ASSIGNMENT
Copy every line of the data that includes the string "used".

RECORDS SUPPLIED
PR #23349, opened 2022-06-10
fix(@angular/cli): disable version check when running `ng completion` commands

dgp1130:
Running autocompletion with `14.0.1` installed globally in a `14.0.0` project logs the version warning in a very annoying fashion:

```
$ ng verYour global Angular CLI version (14.0.1) is greater than your local version (14.0.0). The local Angular CLI version is used.

sion
```

This adds an exception for `ng completion` commands to avoid this edge case. This doesn't include any tests, as I'm not aware of a great way to test version mismatching behavior. I did try it locally and found that it worked as expected. Happy to add a test if someone can point me to the right method / location.

### DIFF
--- a/packages/angular/cli/lib/init.ts
+++ b/packages/angular/cli/lib/init.ts
@@ -82,7 +82,7 @@ let forceExit = false;
       // If using the update command and the global version is greater, use the newer update command
       // This allows improvements in update to be used in older versions that do not have bootstrapping
       if (
-        process.argv[2] === 'update' &&
+        (process.argv[2] === 'update' || process.argv[2] === 'completion') &&
         cli.VERSION &&
         cli.VERSION.major - globalVersion.major <= 1
       ) {


alan-agius4 (changes requested):
When `NG_DISABLE_VERSION_CHECK` is true, we'll force the usage of the invoked CLI which in this case would be the global one and in some cases we might not want that, example to get the latest fixes from the project version.

https://github.com/angular/angular-cli/blob/789d78fa9143ee8d84a3778889a50726e2090d7e/packages/angular/cli/lib/init.ts#L36-L42

Instead we should change the below logic;
https://github.com/angular/angular-cli/blob/789d78fa9143ee8d84a3778889a50726e2090d7e/packages/angular/cli/lib/init.ts#L81-L100

Adding tests for this might be tricky especially now, moving our E2E to use Bazel where global installations are not permitted.

dgp1130:
Not sure I fully understand the reasoning here, but updated to use the branch in `lib.ts` when running `ng completion`, which I think is what you were going for here @alan-agius4.

packages/angular/cli/lib/init.ts
```diff
@@ -82,7 +82,7 @@ let forceExit = false;
       // If using the update command and the global version is greater, use the newer update command
       // This allows improvements in update to be used in older versions that do not have bootstrapping
       if (
-        process.argv[2] === 'update' &&
+        (process.argv[2] === 'update' || process.argv[2] === 'completion') &&
```
alan-agius4, line 85: While my suggested change was indeed to the logic in here. This change in logic isn't quite right.

This would cause the global CLI to be used if major version is <=1 from the local version. n general we should always use the local CLI, update is an edge case where we do this to avoid downloading a temporary Angular CLI to run the update. 

We should skip the entire `isGlobalGreater` when the command name is `completion`.

```diff
-    let isGlobalGreater = false;
     try {
-      isGlobalGreater = !!localVersion && globalVersion.compare(localVersion) > 0;
-    } catch (error) {
-      // eslint-disable-next-line  no-console
-      console.error('Version mismatch check skipped. Unable to compare local version: ' + error);
-    }
+      const isGlobalGreater = !!localVersion && globalVersion.compare(localVersion) > 0;
+      const rawCommandName = process.argv[2];
 
-    if (isGlobalGreater) {
-      // If using the update command and the global version is greater, use the newer update command
-      // This allows improvements in update to be used in older versions that do not have bootstrapping
-      if (
-        process.argv[2] === 'update' &&
-        cli.VERSION &&
-        cli.VERSION.major - globalVersion.major <= 1
-      ) {
-        cli = await import('./cli');
-      } else if (await isWarningEnabled('versionMismatch')) {
-        // Otherwise, use local version and warn if global is newer than local
-        const warning =
-          `Your global Angular CLI version (${globalVersion}) is greater than your local ` +
-          `version (${localVersion}). The local Angular CLI version is used.\n\n` +
-          'To disable this warning use "ng config -g cli.warnings.versionMismatch false".';
+      // When using the completion command and the global version is greater,
+      // don't show the warning as otherwise this will break completion.
+      if (isGlobalGreater && rawCommandName !== 'completion') {
+        // If using the update command and the global version is greater, use the newer update command
+        // This allows improvements in update to be used in older versions that do not have bootstrapping.
+        if (
+          rawCommandName === 'update' &&
+          cli.VERSION &&
+          cli.VERSION.major - globalVersion.major <= 1
+        ) {
+          cli = await import('./cli');
+        } else if (await isWarningEnabled('versionMismatch')) {
+          // Otherwise, use local version and warn if global is newer than local
+          const warning =
+            `Your global Angular CLI version (${globalVersion}) is greater than your local ` +
+            `version (${localVersion}). The local Angular CLI version is used.\n\n` +
+            'To disable this warning use "ng config -g cli.warnings.versionMismatch false".';
 
-        // eslint-disable-next-line  no-console
-        console.error(colors.yellow(warning));
+          // eslint-disable-next-line  no-console
+          console.error(colors.yellow(warning));
+        }
       }
+    } catch (error) {
+      // eslint-disable-next-line  no-console
+      console.error('Version mismatch check skipped. Unable to compare local version: ' + error);
     }
```

dgp1130: Thanks Alan, TBH I'm still a bit lost in the logic for this file and didn't get a chance to look into it too much today to really understand your solution. Would it be easier for you to just take it over given that you already have a full patch there and clearly understand it better than I do?

alan-agius4: Sure, I can take over.

alan-agius4:
Closing in favor of https://github.com/angular/angular-cli/pull/23375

REPLY TO THE EXERCISE
$ ng verYour global Angular CLI version (14.0.1) is greater than your local version (14.0.0). The local Angular CLI version is used.
       // This allows improvements in update to be used in older versions that do not have bootstrapping
       // This allows improvements in update to be used in older versions that do not have bootstrapping
This would cause the global CLI to be used if major version is <=1 from the local version. n general we should always use the local CLI, update is an edge case where we do this to avoid downloading a temporary Angular CLI to run the update. 
-      // This allows improvements in update to be used in older versions that do not have bootstrapping
-          `version (${localVersion}). The local Angular CLI version is used.\n\n` +
+        // This allows improvements in update to be used in older versions that do not have bootstrapping.
+            `version (${localVersion}). The local Angular CLI version is used.\n\n` +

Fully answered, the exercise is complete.